Moreover, there is an intermediate instrument that lies between space strategies and space programmes – the technology roadmap – which ought to be fully leveraged at the European level. It could bridge the gap between envisioning the future and delivering capability. A technology roadmap structures the development of the required technologies to achieve long-term objectives. It is notably employed by NASA, which develops roadmaps and taxonomies to guide its priorities and investments in specific technical domains.1 Such documents identify, organize and prioritize the critical technologies needed to support future missions, thereby providing a coherent mapping of what developments and technological maturation sequences are required (even though, of course, a roadmap cannot anticipate political and policy upheavals).
Europe already has some analogous processes.

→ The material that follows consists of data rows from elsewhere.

PR #3070, opened 2025-05-03
[SwiftParser] Parse operator function with value generics

rintaro:
Operator function parsing has a heuristics to determine if `<` is a part of the operator name or the generic parameter clause. Handle `let` there because value generics uses it.

rdar://149556573


bnbarham (approved):

rintaro:
https://github.com/swiftlang/swift/pull/81265
@swift-ci Please test

PR #3073, opened 2025-05-08
[6.1][bazel] Update for new libraries

keith:


keith:
@swift-ci please test

keith:
nbd if this is too late we can just close

bnbarham:
@swift-ci please test Linux platform

bnbarham:
Where is this needed @keith? Just on the release branch or in a 601.* tag?

keith:
just in case there is a new tag probably, since i think folks are successfully using the existing tag. i guess the other case is if these libraries existed in the latest tag and someone wanted to use them directly

PR #3091, opened 2025-06-02
SwiftSyntax support for module selectors

beccadax:
This PR adds module selectors to SwiftSyntax and SwiftParser (draft of matching compiler feature in swiftlang/swift#34556). This feature was [pitched ages ago](https://forums.swift.org/t/pitch-fully-qualified-name-syntax/28482); a proper proposal is ~~on my todo list~~ ~~[now available](https://gist.github.com/beccadax/115349c9aaefb6a35a18e6f1d147151a)~~ under review as SE-0491.

~~**Note**: This PR is still a work in progress—in particular, I need to go back and improve the tests, both by expanding their coverage and by adding assertions about the resulting syntax trees—but I'd appreciate feedback on the design while I'm working on that.~~

**Reviewers**: If you review this commit-by-commit, I've separated out the big dumb mechanical changes from the ones that actually change parsing logic.

### DIFF
--- a/CodeGeneration/Sources/SyntaxSupport/CompatibilityLayer.swift
+++ b/CodeGeneration/Sources/SyntaxSupport/CompatibilityLayer.swift
@@ -312,6 +312,7 @@ public struct DeprecatedMemberInfo {
       }
     }
 
+    @_optimize(none)  // Workaround for SIL optimizer crash (rdar://158353230)
     private func firstIndexOfChild(named targetName: String) -> Int {
       guard let i = children.firstIndex(where: { $0.name == targetName }) else {
         fatalError(


nkcsgexi:
🥳

Sources/SwiftParser/Names.swift
```diff
@@ -17,34 +17,328 @@
...
+  /// Inject `moduleSelector` into `node`, its first child, its first child's first child, etc. If necessary,
+  /// `moduleSelector`'s tokens will be inserted into an unexpected syntax node rather than the selector itself being
+  /// inserted. This should only be called when `node` comes *immediately* after `moduleSelector`.
+  ///
+  /// Use this method to "prepend" a module selector to a tree of syntax nodes. Doing so can avoid threading the module
+  /// selector through a lot of code, which can consume a lot of stack space and be fairly error-prone.
+  ///
+  /// - Precondition: `node` must, at minimum, have a descendant with an unexpected nodes child; it therefore cannot be
+  ///   a token or an empty collection.
+  func attach<Node: RawSyntaxNodeProtocol>(_ moduleSelector: RawModuleSelectorSyntax?, to node: Node) -> Node {
```
beccadax: Retroactively rewriting a node to insert new information is a pretty unconventional way for SwiftParser to do things, so I thought I should justify this design.

Because a module selector is a prefix on a different syntax and requires two tokens, it's difficult to peek past one and make decisions based on the tokens that follow it. Instead, I found it easier to parse them in relatively high-level productions; that gets the tokens out of the way, but it means they're often parsed a significant distance from the node that will become their parent. I tried two other approaches to coping with this problem:

1. Adding new `ModuleSelectorExprSyntax` and `ModuleSelectorTypeSyntax` nodes. The issue was that I want to make sure we could parse *invalid* module selectors—even in declaration syntax, patterns, etc.—into unexpected nodes, and that didn't offer a good way to do so. (I also found that the module selectors on member lookups wouldn't be able to be handled in this way; I didn't really like that.)

2. Passing the `ModuleSelectorSyntax` node down as a parameter and threading it through to wherever it was needed. This required me to add a lot of parameters and manually insert unexpected module selectors into a lot of nodes, but that's not actually what scuttled the idea—it's that it dramatically increased stack usage. At one point I had to reduce the maximum recursion in development builds to 10, which isn't even enough to handle the swift-syntax repo itself.

Retroactively attaching module selectors in this fashion allows more of the parser to ignore the fact that an invalid module selector might have been parsed earlier on, while also avoiding the stack usage problems I mentioned.

rintaro: Could you explain why we want

> I want to make sure we could parse invalid module selectors—even in declaration syntax, patterns, etc.

What makes module selectors different from other invalid things? E.g.:
```
let Foo.Bar = 12
```

beccadax: A couple reasons:

1. The difference between a name and a name reference is a bit subtle and hasn't previously been grammatically important; I can imagine that developers might be confused about where they are allowed to use module selectors.

2. If a developer writes `Foo::Bar` in a place where module selectors are not valid, we can be almost certain that they want to keep `Bar` (because we know that `Foo` was supposed to be a module name), but the naïve recovery behavior will treat `Foo` as the name and `::Bar` as unexpected syntax. Tailoring the recovery gives us a tree that better reflects the user's likely intent. (Whereas with `let Foo.Bar` the developer might have wanted `let Bar`, or `let Foo`, or `let Foo = .Bar`, or any number of other possibilities; it's harder to be certain of their intent.)

beccadax:
@swift-ci please test

beccadax:
@swift-ci please test

beccadax:
@swift-ci please test

beccadax:
@swift-ci please test

nkcsgexi:
@swift-ci please test macOS

nkcsgexi:
@swift-ci please test Linux

nkcsgexi:
This build failure seems to be real:
```
12:29:57  /Users/ec2-user/jenkins/workspace/swift-syntax-PR-macOS/branch-main/swift-syntax/Sources/SwiftSyntax/generated/SyntaxTraits.swift:209:7: error: protocol requirement 'moduleSelector' cannot be declared '@_spi' without a default implementation in a protocol extension
12:29:57  207 | 
12:29:57  208 |   @_spi(ExperimentalLanguageFeatures)
12:29:57  209 |   var moduleSelector: ModuleSelectorSyntax? {
12:29:57      |       `- error: protocol requirement 'moduleSelector' cannot be declared '@_spi' without a default implementation in a protocol extension
12:29:57  210 |     get
12:29:57  211 |     set
```

beccadax:
I can't actually reproduce that failure locally, but I'm pushing a speculative fix.

beccadax:
@swift-ci please test

beccadax:
@swift-ci please test macOS

beccadax:
@swift-ci please test Linux

beccadax:
@swift-ci please test Windows

nkcsgexi:
We are good now with macOS and Linux. Let's try Windows again. @swift-ci please test Windows.

nkcsgexi:
hmm, the Windows CI hit a compiler crasher:
```
[519/528] Compiling SwiftDiagnostics Convenience.swift
error: compile command failed due to exception 3 (use -v to see invocation)
SIL memory lifetime failure in @$s11SwiftParser13TokenConsumerPAAE27consumeModuleSelectorTokens0C0Qz22moduleNameOrUnexpected_AF010colonColonC0SayAFG5extratSgyF: memory is initialized, but shouldn't be
```

CodeGeneration/Sources/SyntaxSupport/CommonNodes.swift
```diff
@@ -233,6 +233,14 @@ public let COMMON_NODES: [Node] = [
...
     ],
     children: [
+      Child(
+        name: "moduleSelector",
+        kind: .node(kind: .moduleSelector),
+        experimentalFeature: .moduleSelector,
+        documentation:
+          "A module selector. Some expressions can be prefixed with module selectors, so if one is parsed before an invalid expression, it will be inserted here.",
+        isOptional: true
+      ),
```
rintaro: I don't feel using `MissingExprSyntax` as dangling module selector is the way to go. `MissingExprSyntax` is a "placeholder" for expression with _unknown_ kind. But IMO, we can reasonably assume the user is to add an identifier after a module selector to form `DeclReferenceExprSyntax`.
I feel it's more natural to model it as `DeclReferenceExprSyntax` with missing `baseName`.

Same for `MissingTypeSyntax`

Sources/SwiftParser/Names.swift
rintaro: I've been thinking about this. but I'm still not convinced. Let's say for `let Foo::Bar = <expr>`,  I don't think we can say the user tried to specify the module name. The user might mistyped `let Foo: Bar = <expr>`.  

Whether developers might get confused between name declarations and name references is subjective, so I won’t argue that. But I don’t think it’s worth adding this extra complexity to the implementation. It looks overly complex. Also, rewriting parsed nodes leaves abandoned nodes in the arena, which is not great for memory usage. IMO, the module selector parsing should be mostly contained in `parseDeclReferenceExpr()`, `(can)parseTypeIdentifier()`, and `(can)parseSimpleType()` (for member types). Of course we should do our best to emit better diagnostics. But I don't feel this is the way. Also we can improve diagnostics later. Can we make it simple for the initial implementation?

Sources/SwiftParser/Names.swift
```diff
@@ -11,40 +11,373 @@
...
+    guard self.peek(isAt: .colonColon) else {
+      // ...however, we will also allow the *current* token to be `::`. `consumeModuleSelectorTokens()` will create a
+      // missing identifier.
+      return self.at(.colonColon)
+    }
+
+    // Technically the current token *should* be an identifier, but we also want to diagnose other tokens that might be
+    // used by accident (particularly keywords and `_`). However, we don't want to consume tokens which would make the
+    // surrounding structure mis-parse.
+    return self.at(anyIn: StructuralTokens.self) == nil
```
rintaro: I don't think it's a good idea to (almost) always consider `<token>` `::` as a module qualifier. E..g.
```
class
::
```
This looks to me an incomplete `class` declaration and just an orphan `::`. Even if it's on the same line with no-space, I don't think we need to parse it as a module selector.

rintaro (commented):
Apologies I didn't review this sooner. I still haven't look into the implementation closely, but here's the first round 🙇

Sources/SwiftParser/Names.swift
bnbarham: > Also, rewriting parsed nodes leaves abandoned nodes in the arena, which is not great for memory usage

Yeah, our policy so far has been that we're okay with having abandoned nodes in the error case but not the success. I agree with Rintaro here - the added complexity doesn't seem worth the difference in the diagnostic (and tree) that we'd end up with.

beccadax:
Okay, this is a dramatically simpler implementation that doesn't try to do anything special to handle module selectors at invalid locations.  I can't say I'm happy with some of the recovery behavior I'm seeing—in particular, parameter lists and tuple patterns seem to just throw up their hands in a pretty ugly way instead of recovering to a `TokenKind.comma`—but maybe that's a more general problem.

Sources/SwiftParser/Names.swift
```diff
@@ -45,6 +45,151 @@ extension Parser {
...
+      }
+      extra.append(self.eat(.colonColon))
+    }
+    return (moduleName, colonColonToken, extra)
+  }
+}
+
+extension Parser {
+  /// Parses one or more module selectors, if present.
+  mutating func parseModuleSelector() -> RawModuleSelectorSyntax? {
```
rintaro: I know there're several parsing functions that doesn't follow this convention, but:
```suggestion
  mutating func parseModuleSelectorIfPresent() -> RawModuleSelectorSyntax? {
```
or check `self.isAtModuleSelector()` before calling this and make this non-optional.

Sources/SwiftParser/Names.swift
```diff
@@ -68,6 +213,9 @@ extension Parser {
   }
 
   mutating func parseDeclReferenceExpr(_ flags: DeclNameOptions = []) -> RawDeclReferenceExprSyntax {
+    // Consume a module selector if present.
+    let moduleSelector = self.parseModuleSelector()
```
rintaro: I think presence of the module selector should affect `flags` (`DeclNameOptions.keywords`).
It would be weird if `ModName::default` is rejected, but `foo.ModName::default` is allowed.
related: https://forums.swift.org/t/pitch-module-selectors/80835/82

Sources/SwiftParser/Names.swift
```diff
@@ -45,6 +45,151 @@ extension Parser {
...
+  mutating func isAtModuleSelector() -> Bool {
+    // If this is a module selector, the next token should be `::`.
+    guard self.peek(isAt: .colonColon) else {
+      // ...however, we will also allow the *current* token to be `::`. `consumeModuleSelectorTokens()` will create a
+      // missing identifier.
+      return self.at(.colonColon)
+    }
+
+    // Technically the current token *should* be an identifier, but we also want to diagnose other tokens that might be
+    // used by accident (particularly keywords and `_`). However, we don't want to consume tokens which would make the
```
rintaro: Would you show me some examples where consuming keywords as a _invalid_ module identifiers improves the diagnostics?

IMO, keyword as a module name rule should follow existing keyword rules should be like:
* Bare keywords as module names are allowed after `.` (following SE-0071). Otherwise it's not a module selector even if there's `::` after that
* Some special keywords such as `Self`, `self`, `_` and `Any` should be parsed as _reserved_ names (even without `.`). And they should be rejected/diagnosed accordingly, either in the parser or the type checker.

Sources/SwiftSyntax/generated/RenamedChildrenCompatibility.swift
```diff
@@ -1473,13 +1473,12 @@ extension ConsumeExprSyntax {
 }
 
 extension DeclReferenceExprSyntax {
-  @available(*, deprecated, renamed: "unexpectedBeforeBaseName")
-  public var unexpectedBeforeIdentifier: UnexpectedNodesSyntax? {
```
rintaro, line 1477: This accessor is removed now? I think it's okay, but any idea how much effort would it take to preserve this?

Sources/SwiftParser/Declarations.swift
```diff
@@ -445,16 +447,25 @@ extension Parser {
...
     var keepGoing: RawTokenSyntax? = nil
     var loopProgress = LoopProgressCondition()
     repeat {
       let name = self.parseAnyIdentifier()
-      keepGoing = self.consume(if: .period)
+      keepGoing = self.consume(ifAnyIn: ImportPathComponentSyntax.TrailingPeriodOptions.self)
+
+      // If we got `::` when it's not allowed, reject it
+      var unexpectedBeforeTrailingPeriod: RawUnexpectedNodesSyntax?
+      if keepGoing?.tokenKind == .colonColon && !hasImportKind {
```
rintaro: This allows:
```
import struct Foo::Bar::Baz
```
which I don't think intentional?

Also nit: If you use optional `var` please initialize it with `nil` explicitly. Or make it `let` and make `else` branch to initialize it.

Sources/SwiftParser/Names.swift
beccadax: A module selector is never mandatory, so I'm going to rename the method.

Sources/SwiftParser/Declarations.swift
beccadax: `import struct Foo.Bar.Baz` is also semantically invalid but permitted by SwiftParser. ASTGen needs to diagnose both, and the same check would handle both of them.

rintaro: Clang submodules are valid and accepted in `import-path`, so ASTGen won't diagnose it.
E.g. `import class Foundation.NSData.NSData` works. I know this is equivalent with `import class Foundation.NSData`, but we cannot just reject it.

Sources/SwiftSyntax/generated/RenamedChildrenCompatibility.swift
beccadax: Ah, there was a bug in the changes I made to hide experimental children in compatibility layers. Will fix.

Sources/SwiftParser/Declarations.swift
beccadax: Huh—that fact dropped out of my memory, but I must have known it when I created `ImportPath` in the compiler back in 2020, because it's clearly designed to support it. Weird how that happens sometimes.

I'll have to decide if I want to support `import class Foundation.NSData::NSData` or not. (I'm thinking no—we allow `::` there so that we allow the same syntax that's valid at a use site, and in the current proposal a submodule wouldn't be valid at a use site.)

rintaro: I agree we should NOT support `import class Foundation.NSData::NSData`.
If `isAtModuleSpecifier()` after `import-kind`, I think it's okay to just parse the module specifier and the following identifier, then return it.

Sources/SwiftParser/Names.swift
beccadax: I'll narrow this to accept `.wildcard`, `.binaryOperator`, and the keywords `self`, `Self`, `super`, and `Any` in addition to identifiers. (These extra tokens are still not valid—they're just assumed to be attempts to write an identifier.) Does that sound like a reasonable list?

rintaro: Hmm I'm not 100% sure about `.binaryOperator`. Actually that brought up another question which is whether `:` should be a "bound" character. (i.e. `*::foo` is "binary" or "prefix" operator). Either way, for example for `foo + ::bar`, for me, this look like a missing module identifier before `::`. Maybe special casing `*` with any operator kind would be more reasonable.
(though I personally can't imagine `*::ignite()` would be a thing because it can't be use after `.` I.e. for `foo.*::ignite()`, `.*` is an operator)

`.wildcard`, `self`, `Self`, `super` and `Any` sounds good to me.

rintaro: Ah `foo + ::bar` is parsed as a regular binary operator expression either way. Hmm maybe fine then...  🤔

Sources/SwiftParser/Declarations.swift
```diff
@@ -163,6 +163,8 @@ extension TokenConsumer {
       }
 
       return true
+    case .rhs(let introducer):
+      return subparser.shouldParsePatternBinding(introducer: introducer)
```
rintaro: Could you explain what this change is for?

Sources/SwiftParser/Expressions.swift
```diff
@@ -1199,6 +1207,10 @@ extension Parser {
     pattern: PatternContext,
     flavor: ExprFlavor
   ) -> RawExprSyntax {
+    if self.isAtModuleSelector() && (!pattern.admitsBinding || !self.lookahead().isInBindingPatternPosition()) {
+      return self.parseIdentifierExpression(flavor: flavor)
+    }
```
rintaro: Could you add comments why this is hoisted?

Sources/SwiftParser/Patterns.swift
```diff
@@ -272,7 +272,10 @@ extension Parser.Lookahead {
     // than likely need to be made contextual as well before finalizing their
     // grammar.
     case ._borrowing, .borrowing:
-      return peek(isAt: TokenSpec(.identifier, allowAtStartOfLine: false))
+      return peek(
+        isAt: TokenSpec(.identifier, allowAtStartOfLine: false),
+        TokenSpec(.wildcard, allowAtStartOfLine: false)
```
rintaro, line 277: This formatting is confusing. Could you put these on a same line?
```suggestion
      return peek(
        isAt: TokenSpec(.identifier, allowAtStartOfLine: false), TokenSpec(.wildcard, allowAtStartOfLine: false)
```
 If not, how about:
```suggestion
      return peek(
        isAt:
          TokenSpec(.identifier, allowAtStartOfLine: false),
          TokenSpec(.wildcard, allowAtStartOfLine: false)
```

Sources/SwiftParser/Names.swift
```diff
@@ -45,6 +45,114 @@ extension Parser {
...
+  ///
+  /// Returns a tuple comprised of:
+  ///
+  ///  - `moduleNameOrUnexpected`: The module name if present; in a valid module selector, this will be a present
+  ///     identifier, but either of those can be untrue in invalid code.
+  ///  - `colonColonToken`: The `::` indicating this module selector. Always `.colonColon`, always present.
+  ///  - `extra`: Tokens for additional trailing module selectors. There is no situation in which two module selectors
+  ///    can be validly chained.
+  ///  - `skipQualifiedName`: True if the next token should be interpreted as a different statement.
+  mutating func consumeModuleSelectorTokens() -> (
```
rintaro: 🙇 
```suggestion
  mutating func consumeModuleSelectorTokensIfPresent() -> (
```

Sources/SwiftParser/Declarations.swift
beccadax: This appears to no longer be necessary. (It used to be needed because `isAtModuleSelector()` would accept any keyword as an invalid module name.)

Sources/SwiftParser/Patterns.swift
beccadax: swift-format wants to format this either the way it's written here, or like this: 
```suggestion
      return peek(
        isAt:
          TokenSpec(.identifier, allowAtStartOfLine: false),
        TokenSpec(.wildcard, allowAtStartOfLine: false)
```
Which I doubt is any better.

(It's technically correct for it to do so; the API Design Guidelines say that descriptions which apply to all arguments equally should be part of the base name, not the first argument label.)

Sources/SwiftParser/Expressions.swift
beccadax: Its primary purpose is to ensure that invalid module selectors are handled correctly (although valid ones went through there too), but now that we allow a much narrower set of invalid tokens, we can just handle them all in a `switch` case, which will be clearer. I'll do that instead.

Sources/SwiftParser/Declarations.swift
beccadax: I've removed this from the relevant commit.

Sources/SwiftParser/Names.swift
beccadax: I ended up removing operators, as I realized that if you try to use one in an expression, the parser will likely consume it to form a `BinaryOperatorExpr` or `PrefixOperatorExpr` before `parsePrimaryExpression` ever gets a chance to see it.

beccadax:
@swift-ci please test

beccadax:
@swift-ci please test

beccadax:
@swift-ci please test

beccadax:
@swift-ci please test

Sources/SwiftParser/Types.swift
```diff
@@ -227,35 +247,18 @@ extension Parser {
...
-            arena: self.arena
-          )
-        )
-      }
-      return node
-    }
-
     var base: RawTypeSyntax
-    switch self.at(anyIn: TypeBaseStart.self)?.spec {
+    switch self.isAtModuleSelector() ? .identifier : self.at(anyIn: TypeBaseStart.self)?.spec {
```
rintaro, line 251: Hmm, could you teach me how this handles `let _: Self::Foo` etc?  
I thought `.identifier` only matches identifiers not including `Self` etc. So this ends up `case nil`. but apparently not?

beccadax: This basically means that, if we are at a module selector (which might have a missing module name or one of the tokens we accept as an invalid module name) we will always go into `case .identifier`, rather than `case nil` or one of the other cases. `Self` and `Any` are part of that case anyway, so the interesting tokens are:

```swift
let w: _::Foo        // would otherwise match `case .wildcard`
let x: self::Foo     // would otherwise match `case nil`
let y: super::Foo    // would otherwise match `case nil`
let z: ::Foo         // would otherwise match `case nil`
```

Rather than calling  `parsePlaceholderType()` or constructing a `RawMissingTypeSyntax`, these will go into `parseTypeIdentifier()`, which will parse that token into a module selector with unexpected and/or missing tokens, and then parse whatever's after the `::` as the actual name of the type (or, if it's not sufficiently identifier-like, parse a missing identifier).

A different way to write this might be:

```swift
    switch (self.at(anyIn: TypeBaseStart.self)?.spec, self.isAtModuleSelector()) {
    case (.Self, false), (.Any, false), (.identifier, false), (_, true):
      base = RawTypeSyntax(self.parseTypeIdentifier())
    case (.leftParen, false):
      base = RawTypeSyntax(self.parseTupleTypeBody())
    case (.leftSquare, false):
      base = self.parseCollectionType()
    case (.wildcard, false):
      base = RawTypeSyntax(self.parsePlaceholderType())
    case (nil, false):
      return RawTypeSyntax(RawMissingTypeSyntax(arena: self.arena))
    }
```

beccadax:
@swift-ci please test

Sources/SwiftParser/Types.swift
rintaro: Oooh, I see. I misunderstood the code. Thanks for explaining.

beccadax:
@swift-ci please test

Sources/SwiftParser/Types.swift
beccadax: @rintaro If there aren't any more comments, could I get an approve on this? Probably shouldn't merge without one.

rintaro (approved):
This looks good to me, after working around the failures! Thank you!

beccadax:

beccadax:
@swift-ci please test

Yet a more systematic integration of NASA-style approaches to technological road mapping – strongly linking roadmaps, technology classification and clear prioritization – could reinforce both the coherence and the impact of European efforts in the space sector.
The first few months of 2026 will give us an idea of what to take away from Europe’s autumn 2025 vision for strategic autonomy in space. Despite the encouraging signals, prudence remains essential, as the institutional and political harmony of European space activities is still at stake. The consolidation and implementation of the ambitions articulated in strategies and budgetary announcements do not circumvent the need for genuine reflection on the coordination of continental space policy and for careful attention to the actual follow-through. The high stakes at play are Europe’s strategic and ideological autonomy with regard to critical capabilities. While politics can accommodate rhetorical flourish, space technology never lies. Crises illuminate our dependencies, and it is precisely in their light that we are called to assert our independence.
Notes
1 Such as the latest NASA Technology Taxonomy 2024.↩
About the author
Alban Guyomarc'h is a researcher in space law and private international law at Paris-Panthéon Assas University and at Collège de France. He is also associate to the Chaire Espace of the Ecole Normale Supérieure, and an expert on the geopolitics of lunar exploration.